OpenAI API: Access via environment variables OPENAI_API_KEY and OPENAI_BASE_URL
Azure OpenAI: Access via environment variables AZURE_OPENAI_API_KEY and AZURE_OPENAI_ENDPOINT and AZURE_OPENAI_API_VERSION
Specified Model: GPT-4o Note: we will only provide one API, please check the real condition before you use the API.

System Components:

Reasoning Engine: Core problem analysis and reasoning module
Data Processor: Handle different input data formats
Result Generator: Generate standardized output results
Execution Environment: Support Python code execution and computation

Provided Scripts:

simple_api_example.py: OpenAI API example with two functions:
- call_with_image(image_path, problem_text): For image-based problems
- call_without_image(problem_text): For text-based problems
simple_azure_example.py: Azure OpenAI API example with same functions as above

Directory Structure:

Working Directory: /workspace/task/
Output Directory: /workspace/data/outputs/
Dataset Directory: /workspace/data/datasets/
- Training/Reference Data: /workspace/data/datasets/develop/
- Evaluation Data: /workspace/data/datasets/test/

Implementation Requirements:

Create main implementation file /workspace/data/outputs/main.py, ensuring it can be executed with the following command:

python /workspace/data/outputs/main.py

Important: Your main.py script must automatically process all samples in the test and generate the required output files in /workspace/data/outputs/ following the specified format. You should run main.py generate all files in Section Output Requirements before you eval / finish this task.

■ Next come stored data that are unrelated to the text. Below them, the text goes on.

PR #1000, opened 2023-03-14
[14.0][IMP] mrp_subcontracting_purchase_link: add post init hook to populate the PO line on previous manufacturing orders

JordiBForgeFlow:
Otherwise when you install the module the previous subcontracting MO's will not have the link with the purchase order
cc @ThiagoMForgeFlow

### DIFF
--- a/mrp_subcontracting_purchase_link/hooks.py
+++ b/mrp_subcontracting_purchase_link/hooks.py
@@ -1,5 +1,6 @@
 # Copyright 2023 ForgeFlow, S.L.
 # License LGPL-3.0 or later (http://www.gnu.org/licenses/lgpl).
+
 import logging
 
 _logger = logging.getLogger(__name__)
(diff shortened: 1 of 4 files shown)


mrp_subcontracting_purchase_link/hooks.py
```diff
@@ -0,0 +1,39 @@
+# Copyright 2023 ForgeFlow, S.L.
+# License OPL-1
```
yostashiro: Should be LGPL, I suppose.

JordiBForgeFlow: @yostashiro You are right! Fixed ;)

yostashiro (approved):
Code review. LGTM. 👍

LoisRForgeFlow (approved):

LoisRForgeFlow:
Good morning ocabot, time to get up! :)

/ocabot merge minor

Your implementation should:

Design Universal Framework: Capable of handling multiple types of mathematical reasoning problems
Process Complete test: Automatically iterate through all 665 samples in the test directories
Implement Efficient Reasoning: Develop effective problem analysis and solving strategies
Generate Structured Output: Create properly formatted result files for each task type
Ensure Output Quality: Generate accurate answers and clear reasoning processes
Optimize Performance: Strive for highest accuracy across all task types
Ensure Reproducibility: Save complete reasoning processes and intermediate results

Innovation Goals:

This is an open-ended innovation task that encourages you to explore various innovative methods and techniques to achieve excellent performance in mathematical reasoning tasks. You can:

Design novel problem analysis methods
Develop efficient reasoning algorithms
Explore multi-step reasoning strategies
Innovatively utilize language model capabilities

Note: You should generate all files in Section Output Requirements before you eval / finish your task.